# Uh oh - I'm in trouble...



## CrazyCash (Jul 12, 2012)

Look whose at my house...why do puppies have to be so darn cute?? Cash is in love with this little guy already! 

Before you get too excited, I didn't get a new puppy. . This little guy is going to be a seeing eye dog and I'm just babysitting him for the day.


----------



## texasred (Jan 29, 2012)

Looks like Cash wants to keep him.

If he is taken, I could introduce you to one of these cuties.


----------



## Bob Engelhardt (Feb 14, 2012)

OMG ... he's absolutely irresistible! If that first picture were on a poster for a shelter, you would have hordes of people coming in!

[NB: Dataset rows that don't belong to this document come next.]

PR #265, opened 2018-08-20
doc: Remove REQUIRED for boolean values

Akrog:
Setting REQUIRED on boolean values is misleading, as it may cause CSI
implementers to think that the field must be present in the GRPC payload
and that they should fail if it's not there, which is incorrect.

As mentioned in the GRPC Proto3 docs: "note that if a scalar message
field is set to its default, the value will not be serialized on the wire."

This means that boolean fields will not be sent over the wire when their
value is set to false.  Making it impossible to know whether the GRPC
message had the field set in the first place.

This patch updates the comments to reflect the default value and removes
the misleading REQUIRED notation.


jdef:
Who is making decisions about CSI messages by looking at gRPC message wire format? Yes, it may be difficult for a receiver to know whether a sender actually attempted to send a default value, or simply didn't set a value for some scalar field. If **that** is the problem that we're trying to solve, then instead of removing REQUIRED we could use the Well Known Type cousins of the scalar types (they're basically common message wrappers around scalars).

Is this proving to be a problem in practice?

Akrog:
Decisions are made reading the CSI specs.  If the specs say that a field is **REQUIRED**, then it is common sense that the field **will be present in the message**.   So the right thing to do would be to have a check in the CSI plugin to ensure that the field is present and fail if it's not.

I would say this has been an issue for at least one person (me), as  [I created an issue on csi-sanity](https://github.com/kubernetes-csi/csi-test/issues/86) and [removed the check from my code](https://github.com/Akrog/ember-csi/commit/dfc8600b899fbc7b19b72db5abd65806ff3db58e) before  realizing this was how gRPC works, and that we could not know if the field was present when the call was made.

So I wanted to avoid this issue for anybody else.  After all, given the way gRPC works, saying *REQUIRED* on a `boolean` field means literally *nothing*.  So why would we want to say something in the spec that isn't true?

jdef:
So the argument is "because REQUIRED isn't verifiable for boolean fields in
gRPC messages, the spec should avoid using it for such" ?

Akrog:
I can try to phrase it a little bit better:
> It's incorrect to say that `boolean` fields are *REQUIRED*.  They default to false when not set, and therefore are not *REQUIRED* in any way.

saad-ali:
Being able to differentiate between REQUIRED and OPTIONAL is useful. Maybe we can add a generic comment at the top of the doc that says for REQUIRED scalar fields they will be defaulted if not specified per proto3.

This is more of a problem for OPTIONAL fields that are scalar. But, we took a look at the existing OPTIONAL fields and only found one in `NodeGetInfo`, and that one is the same in both unspecified and unset so not an issue.

Akrog:
> Being able to differentiate between REQUIRED and OPTIONAL is useful. Maybe we can add a generic comment at the top of the doc that says for REQUIRED scalar fields they will be defaulted if not specified per proto3.
> 

This seems like an acceptable compromise.  We can make developers aware of this implementation detail while keeping the spec more agnostic from the underlying transport protocol.

spec.md
```diff
@@ -16,6 +16,8 @@ The key words "unspecified", "undefined", and "implementation-defined" are to be
 An implementation is not compliant if it fails to satisfy one or more of the MUST, REQUIRED, or SHALL requirements for the protocols it implements.
 An implementation is compliant if it satisfies all the MUST, REQUIRED, and SHALL requirements for the protocols it implements.
 
+Scalar fields, even REQUIRED ones, will be defaulted if not specified, and any field set to the defaul value will not be serialized over the wire as per [proto3](https://developers.google.com/protocol-buffers/docs/proto3#default).
```
saad-ali: Wording looks good. But can we move this to a section right after the [Size Limits section](https://github.com/container-storage-interface/spec/blob/master/spec.md#size-limits)?

Akrog: Sure, it does makes more sense to be in the Required vs Optional section.

saad-ali:
LGTM

PR #266, opened 2018-08-21
spec: clean up Concurrency, refactor refs to ABORTED

jdef:
- OPERATION_PENDING_FOR_VOLUME is no longer defined by the spec, remove it.
- ABORTED is the common-case error code for conflicting, overlapping ops.
- consolidate duplicate explanations of ABORTED, it is the same for most RPCs.


jdef:
PTAL @saad-ali @jieyu @julian-hj @ddebroy

jdef:
I left it in because of the snapshot-specific wording: """that there is no
more than one call "in-flight" per snapshot at a given time""". If you
think that's kind of irrelevant then let me know and I will consolidate.

PR #269, opened 2018-09-20
Bump golang and protoc-gen-go

jdef:
* golang v1.10.4
* protoc-gen-go v1.2.0


jdef:
@jieyu @saad-ali @julian-hj @ddebroy PTAL

PR #271, opened 2018-09-27
spec: Align volume validation with creation.

### LINKED ISSUE #242: Consider making ValidateVolumeCapabilitesRequest align with CreateVolumeRequest
Paraphrased from https://github.com/container-storage-interface/spec/pull/188#discussion_r191543503:

The arguments to `ValidateVolumeCapability` should be consistent with those in `CreateVolumeRequest` (i.e., `CapacityRange`, `TopologyRequirement`, etc.) because that's what COs should care about when dealing with pre-existing volumes the same way as if they're dealing with dynamically provisioned volumes.

jdef:
THIS IS A BREAKING CHANGE.

* ValidateVolumeCapabilitiesRequest accepts the same parameters and
  attributes requirements as CreateVolumeRequest.

* ValidateVolumeCapabilitiesResponse is forward-compatible between newer
  COs (clients) and older plugins (servers).

* fixes #242


csi.proto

It's a good thing that he's only with you for a day - there's no telling what effect he might have on you if longer.

Bob


----------



## CrazyCash (Jul 12, 2012)

TR - it's really not fair of you to post pictures like that when I have a puppy that I can't keep in my house!! 

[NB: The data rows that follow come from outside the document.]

PR #578, opened 2025-01-21
Fix resource exhausted typo

ebblake:
**What type of PR is this?**
Bug fix to the specification.

Inconsistent specs are hard to implement.

Fixes #

```release-note
none
```

### DIFF
--- a/spec.md
+++ b/spec.md
@@ -2030,8 +2030,8 @@ The CO MUST implement the specified error recovery behavior when it encounters t
 | Condition | gRPC Code | Description | Recovery Behavior |
 |-----------|-----------|-------------|-------------------|
 | Snapshot already exists but is incompatible | 6 ALREADY_EXISTS | Indicates that a snapshot corresponding to the specified snapshot `name` already exists but is incompatible with the specified `volume_id`. | Caller MUST fix the arguments or use a different `name` before retrying. |
+| Not enough space to create snapshot | 8 RESOURCE_EXHAUSTED | There is not enough space on the storage system to handle the create snapshot request. | Caller SHOULD fail this request. Future calls to CreateSnapshot MAY succeed if space is freed up. |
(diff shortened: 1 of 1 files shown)


ebblake:
I found this while trying to determine what error to report.   CreateVolume mentions both RESOURCE_EXHAUSTED and OUT_OF_RANGE but without a clear statement of which is better when running out of space; while CreateSnapshot clearly wants RESOURCE_EXHAUSTED but ControllerExpandVolume wants OUT_OF_RANGE.  In my view, OUT_OF_RANGE applies to things like "requested size needs to be rounded larger than requested limit" or "limit is smaller than the source volume size" (something you can't fix no matter how often you retry with the same arguments), while RESOURCE_EXHAUSTED is for errors that may or may not be transient if more storage resources are freed up in the meantime).  I also note that https://github.com/kubernetes/enhancements/blob/master/keps/sig-storage/1790-recover-resize-failure/README.md#making-allocatedresourcestatus-not-change-unnecessarily-for-every-error-in-131 mentioned OUT_OF_RANGE but not RESOURCE_EXHAUSTED as a plausible reason to back off the retry loop.

jdef:
thanks for the PR. please sign the CLA if you've not done so already.

ebblake:
> thanks for the PR. please sign the CLA if you've not done so already.

I have: https://github.com/kubernetes-sigs/contributor-playground/pull/1452
Or is there a different CLA for this project?

ebblake:
> Diff. See the Ccla file in top dir
Thanks - I'm chasing down whether Red Hat has already signed such a file, and if so, whether it is blanket for all employees or whether I need to be added to a list.

ebblake:
> Ping @ebblake. Do you have a signed CLA yet?

I've asked the Red Hat legal department, but so far no response. :(

jdef:
There's at least one redhat contributor here already, and I'd be surprised
if RH didn't already sign the CLA for all its folks.


James DeFelice

bswartz:
I want to merge this but it looks like there's a merge conflict I can't resolve through github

I'm going to start call Cash the nanny. He is so patient with the pup and he's letting him chew on his face, neck, tail - even with those sharp baby teeth! Penny really wants to play with the pup but she's afraid of the teeth. She'll play with him until he starts biting and then she takes off. She just came out from behind the couch because he's taking a nap in his kennel. 

I'm already attached to this little guy and he's only been here a few hours! This little guy is going to do great things with his life. I'll tell you a quick story. The family that is raising him just got him last week. Two days before they picked him up, they tragically lost a very close friend in a car accident (a 14 year old which is even more tragic). When they went to pick up the puppy, they had no idea which puppy they would get or what the puppy's name was going to be. There was a ceremony where each dog was presented to its new handler and when this guy was announced, they learned that he has the same name as their friend who had died. Even though it seems like a little thing, it has really helped them through this last week.


----------



## texasred (Jan 29, 2012)

I hope the pup helps to ease their pain.
June came to be a part of my family, a week after my father passed.
I know having her help me, maybe this pup can help them in the same way.


----------



## CrazyCash (Jul 12, 2012)

Cash is not going to be happy when this little guy goes home!


----------



## texasred (Jan 29, 2012)

I know some of the shelters love having volunteers. Maybe they would let you and Cash volunteer together. He would get in some puppy time, and the shelter pups would love the attention.


----------



## texasred (Jan 29, 2012)

I have to be honest.
I believe all those pups are taken, and just in for puppy training.
I need to go by there, and get my puppy fix.


----------



## CrazyCash (Jul 12, 2012)

Be careful TR - puppy time is dangerous! Watching all the crazy puppy energy and watching them clumsily fall all over the place trying to keep up with the other dogs is adorable. Then when they fall asleep in your lap because they are so exhausted and now all they want to do is snuggle...it's hard to resist!!


----------



## Bob Engelhardt (Feb 14, 2012)

CrazyCash said:


> Be careful TR - puppy time is dangerous! Watching all the crazy puppy energy and watching them clumsily fall all over the place trying to keep up with the other dogs is adorable. Then when they fall asleep in your lap because they are so exhausted and now all they want to do is snuggle...it's hard to resist!!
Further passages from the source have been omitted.